For larger Cilium clusters, you can offload the pressure exerted on the Kubernetes API server by instead using a dedicated key-value store. The key-value store is used to store things like workload identities, endpoints, and IP-to-identity mapping. Instead of storing this information in Kubernetes Custom Resources (CRDs), Cilium will watch, manipulate, and write the objects directly in its own database. The Cilium Helm charts support installing etcd as a dedicated key-value store for this purpose.

As your cluster grows, it may be a good idea to use the kv-store to offload the reads/writes of the Cilium objects instead of pressuring the Kubernetes API server.

NOTE: There are other optimizations that Cilium makes to take pressure off the Kubernetes API server for things like Policy status updates. See the docs for k8s-events-handover for more

If we re-run the previous tests with a kv-store in place, we see reduced pressure on the Kubernetes API server, though not necessarily on CPU.

Graph 3: CPU spike across all nodes, memory stays within 300-400 MB range

Instead of 150% CPU consumption like in the previous scenario, CPU spikes around 100% and memory stays fairly constant around 300 to 400 MB. This is because recomputation and regeneration of the CiliumEndpoint and CiliumIdentity objects for each pod and each identity (Cilium creates all new identities when labels are changed and all eBPF maps that refer to the old identity must be updated) tends to take CPU horsepower to complete regardless of what backing store (CRD, kv-store, etc) are used.

If we observe the kv-store, we see that event ops/second and latency will spike during this namespace label/unlabel event:

Graph 4: Event ops and latency on the kv-store spike during this namespace label event

In this particular case, we see the kv-store take on quite a bit of load via event IO and we see latency for kv-store calls slows to about 15s or so. At the end of the day, this is better for overall cluster operations instead of saturating the Kubernetes API server with requests.
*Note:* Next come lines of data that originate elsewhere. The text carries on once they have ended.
PR #1065, opened 2025-08-27
chore(thumb_renderer): prepare for pillow_heif removing AVIF support

xarvex:
### Summary
Was originally intending to bump `Pillow` to 11.3+, which code-wise we can do, but it appears that `mkdocs-material` is locked to version 10.2. This would have been important because `pillow_heif` has removed support for AVIF files because `Pillow` itself added support for the format (partial in 11.2.1, full in 11.3).

See: https://github.com/bigcat88/pillow_heif/pull/345
See: https://github.com/squidfunk/mkdocs-material/blob/6a9f156c2862437f9f143f01f668152968978839/pyproject.toml#L66C15-L66C16

Still, in preparation, I've added in `pillow_avif_plugin` which is compatible with both versions and will provide support in the meantime.

### Tasks Completed

-   Platforms Tested:
    -   [ ] Windows x86
    -   [ ] Windows ARM
    -   [ ] macOS x86
    -   [ ] macOS ARM
    -   [x] Linux x86
    -   [ ] Linux ARM
    
-   Tested For:
    -   [x] Basic functionality
    
    -   [x] Nix package


Computerdores (approved):
changes look good and it works on win10

PR #1067, opened 2025-08-28
refactor: merge cyclicly imported files into library.py

CyanVoxel:
> [!note]
> ~~Blocked by #942, #948, and #1058 due to refactoring in overlapping areas.~~

### Summary
While I started this with the intention to merely clean up the Pyright errors inside the core library files, I ended up falling down the rabbit hole of discovering that the entire alchemy library directory has been riddled with [cyclical imports](https://docs.basedpyright.com/dev/configuration/config-files/#type-check-rule-overrides) that while not causing runtime issues, apparently do cause behind the scenes issues with Pyright and other type checkers while also indicating deeper issues with the architectural layering (see Eric Traut's [comment](https://github.com/microsoft/pyright/issues/746#issuecomment-647638663) on this as well as DetachHead's [comment](https://github.com/DetachHead/basedpyright/issues/960#issuecomment-2552777922)).

image

To address these issues I've chosen to merge nearly all of the code from `models.py`, `fields.py`, `joins.py`, `visitors.py`, and `default_color_groups.py` into `library.py`. In the process I've also addressed any Pyright issues along the way but have otherwise left the code unchanged. While this increases the size of `library.py` by about 33%, it *does* end up grouping together a lot of highly related functionality that maybe shouldn't have been siloed off into their own co-dependent files to begin with. I'd be happy to break out any code that doesn't need to be in here at this point, but this file may just need to be a big boy to avoid these types of cycles...

### Tasks Completed

-   Platforms Tested:
    -   [ ] Windows x86
    -   [ ] Windows ARM
    -   [ ] macOS x86
    -   [x] macOS ARM
    -   [ ] Linux x86
    -   [ ] Linux ARM
    
-   Tested For:
    -   [x] Basic functionality


CyanVoxel:
Closed in favor of #1103.

PR #1068, opened 2025-08-28
refactor: unwrap instead of assert not None

Computerdores:
### Summary
As discussed on discord, introduces an `unwrap` method which accepts an argument of type `T | None` and returns `T` or throws an exceptions if the argument is `None`.

### Tasks Completed
-   Platforms Tested:
    -   [x] Windows x86
    -   [ ] Windows ARM
    -   [ ] macOS x86
    -   [ ] macOS ARM
    -   [ ] Linux x86
    -   [ ] Linux ARM
-   Tested For:
    -   [x] Basic functionality

### DIFF
--- a/src/tagstudio/core/library/alchemy/models.py
+++ b/src/tagstudio/core/library/alchemy/models.py
@@ -126,8 +126,8 @@ class Tag(Base):
 
     def __init__(
         self,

In fact, in Graph 5 we can see the Kubernetes API server latency stays in an acceptable range of 10 to 40ms, versus what we saw in the previous example where latency went up to 4 minutes.
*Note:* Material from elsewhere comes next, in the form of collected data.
PR #1082, opened 2025-09-01
feat: auto mnemonics

Computerdores:
### Summary
Reimplement KDE's system for autogenerating mnemonics[^1] which also incorporates `&` markings when present, but doesn't require them to be present.

Currently only works for the drop downs but could probably be adopted for the menu bar as well.

Example - File menu with all `&` removed from translations:
grafik

Possible Future PRs:
- removing `&` from translations where now unnecessary
- adopting it for the QMenuBar at the top
- adopting it for buttons in windows and the like

### Tasks Completed
-   Platforms Tested:
    -   [x] Windows x86
    -   [ ] Windows ARM
    -   [ ] macOS x86
    -   [ ] macOS ARM
    -   [ ] Linux x86
    -   [ ] Linux ARM
-   Tested For:
    -   [x] Basic functionality

[^1]: See [Wiki](https://api.kde.org/frameworks/kirigami/html/classMnemonicAttached.html), [Headerfile](https://api.kde.org/frameworks/kirigami/html/mnemonicattached_8h_source.html) and [Source Code](https://invent.kde.org/frameworks/kirigami/-/blob/master/src/mnemonicattached.cpp)

### DIFF
--- a/src/tagstudio/qt/main_window.py
+++ b/src/tagstudio/qt/main_window.py
@@ -52,6 +52,142 @@ if typing.TYPE_CHECKING:
 logger = structlog.get_logger(__name__)
 
 
+def remove_accelerator_marker(label: str) -> str:
+    """Remove existing accelerator markers (&) from a label."""
+    result = ""
+    skip = False
+    for i, ch in enumerate(label):
+        if skip:
+            skip = False
+            continue
+        if ch == "&":
+            # escaped ampersand "&&"
+            if i + 1 < len(label) and label[i + 1] == "&":
+                result += "&"
+                skip = True
+            # otherwise skip this '&'
+            continue
+        result += ch
+    return result
+
+
+# Additional weight for first character in string
+FIRST_CHARACTER_EXTRA_WEIGHT = 50
+# Additional weight for the beginning of a word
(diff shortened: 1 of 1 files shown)


src/tagstudio/qt/main_window.py
```diff
@@ -52,6 +52,142 @@
 logger = structlog.get_logger(__name__)
 
 
+def remove_accelerator_marker(label: str) -> str:
```
CyanVoxel, line 55: Just a note, not requiring a change here: There's some similar functionality in `change_language()` of `translations.py` that's currently only targeting macOS

CyanVoxel (approved):
Looks good on Fedora 42 KDE and doesn't intrude on macOS 15 👍
Might be good to move this to a separate file rather than keep it in the `main_window.py` one, but like you said that can be for a future PR.

src/tagstudio/qt/main_window.py
Computerdores: give me a sec to fix that

Computerdores: nvm, separate pr in a sec ^^

CyanVoxel: Whoops, just now saw this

Graph 5: Kubernetes API Server latency in the 10 to 40ms range

Using the kv-store backend for Cilium objects is a good way to scale and take pressure off the Kubernetes API server, however, it comes with its own drawbacks. There are now two persistent stores to maintain and scale increasing operational burden. Running databases or persistent stores (in general) to support scale in production is no trivial feat. Recovery procedures are needed if they lose consistency as there are now two “sources of truth”. The Kubernetes API server and its storage are fully managed on many platforms but the kv-store is not . Since the overwhelming majority of the load is read, a cache will yield the same improvement for a fraction of the operational complexity.

Improving Cilium’s Control Plane Scaling, Security, and Efficiency with xDS

What if we could get the best of both worlds? Reduce pressure on the Kubernetes API server and eliminate the need for expensive production operations maintaining a separate data store? Maybe even bonus points for solving some other lingering Cilium scaling and security issues?
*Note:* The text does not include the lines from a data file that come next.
PR #1097, opened 2025-09-05
feat: added trigger to prevent  a tag to be its own parent

### LINKED ISSUE #1074: [Bug]: Tags Can Be Parented to Each Other and Freeze the Program [#875 Regression]
### Checklist

### TagStudio Version

Alpha 9.5.3+ (main branch)

macoS 15.5

### Description

Tags can erroneously be parented to each other, and that causes a regression of #875 where the program freezes when trying to recursively trace the ancestor hierarchy (for notably when attempting to view tags in the preview panel.

Image

### Expected Behavior

- `Tag A` should not be shown in the "Add Parent Tags" list of `Tag B` if `Tag A` has `Tag B` as a parent
- Cyclical parent tag relationships should not be allowed in the database
- The program should not allow a scenario in which it locks up like this

### Steps to Reproduce

1. Have two tags, `Tag A` and `Tag B`
2. Edit `Tag A` to have `Tag B` as a parent, and then edit `Tag B` to have `Tag A` as a parent
3. Add one of the tags to a file to preview, or click on a file that already has one of the tags present to preview and observe the freeze

To undo these changes, you can relaunch TagStudio and edit the tags from the "Manage Tags" menu in order to undo the relationship.

### Logs

N/A

RustyNova016:
### Summary

Implemented a trigger to prevent inserting a tag parent that will result in a tag being its own parent. 

Right now, the trigger is tested, but not the actual migration (VScode tunnels can't tunnel QT apps sadly...), so if someone want to test before I get to it, feel free to do so

close: #1074

### Tasks Completed

-   Platforms Tested:
    -   [ ] Windows x86
    -   [ ] Windows ARM
    -   [ ] macOS x86
    -   [ ] macOS ARM
    -   [ ] Linux x86
    -   [ ] Linux ARM
    
-   Tested For:
    -   [ ] Basic functionality


src/tagstudio/core/library/alchemy/library.py
```diff
@@ -681,6 +685,51 @@ def __apply_db100_parent_repairs(self, session: Session):
             session.commit()
             logger.info("[Library][Migration] Refactored TagParent column")
 
+    def __apply_db102_schema_changes(self, session: Session):
+        """Add a trigger to prevent having a tag being its own parent"""
+        add_trigger = text(
+            """
+            CREATE TRIGGER `trigger_before_insert_tag_parents` BEFORE INSERT ON `tag_parents` BEGIN
```
RustyNova016, line 692: Forgot `FOR EACH ROW`...

And updates

CyanVoxel:
What's the status of this PR?

PR #3140, opened 2020-06-04
Quick and dirty player and chat embed.

### LINKED ISSUE #3073: [During event] Add side-by-side video and chat embeds.
image

We can use this placeholder premiere to test with:
https://www.youtube.com/watch?v=ukVbZUPkxx0&feature=youtu.be

robdodson:
Fixes #3073

Quick and dirty attempt to make sure these embeds still work as expected. Just used inline styles to get things looking approximately correct.

- Adds side by side video and chat embeds.

### DIFF
--- a/src/lib/components/LivestreamContainer/_styles.scss
+++ b/src/lib/components/LivestreamContainer/_styles.scss
@@ -1,0 +1,21 @@
+@import '../../../styles/settings/colors';
+
+web-livestream-container {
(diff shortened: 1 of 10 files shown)


robdodson:
note the chat will only work on localhost because that's what i set the embed_domain to.

samthor:
note: we should update this to reload itself if the sign-in state changes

At Solo.io, we are excited to contribute to the broader xDS efforts in the Cilium community and help drive the project forward toward a scalable, secure, and efficient control plane. Using the xDS protocol allows us to scale to thousands or tens of thousands of nodes in a cluster.This approach solves a lot of the problems discussed above, as well as others, like single-node compromise blast radius and duplication of CiliumIdentity(s) at scale. Let’s see how it works.

The xDS protocol started as a dynamic way to configure the Envoy proxy, but was built with the idea that it could be used to support a “universal data plane”. The protocol has become an efficient way to synchronize state across multiple nodes for any data plane, and is now managed by a CNCF working group.

Ultimately, we want to eliminate all of the redundant work each cilium-agent is doing, centralize security-sensitive operations such as identity creation, and serve state to agents efficiently, all without compromising the reliability of Kubernetes as a whole. 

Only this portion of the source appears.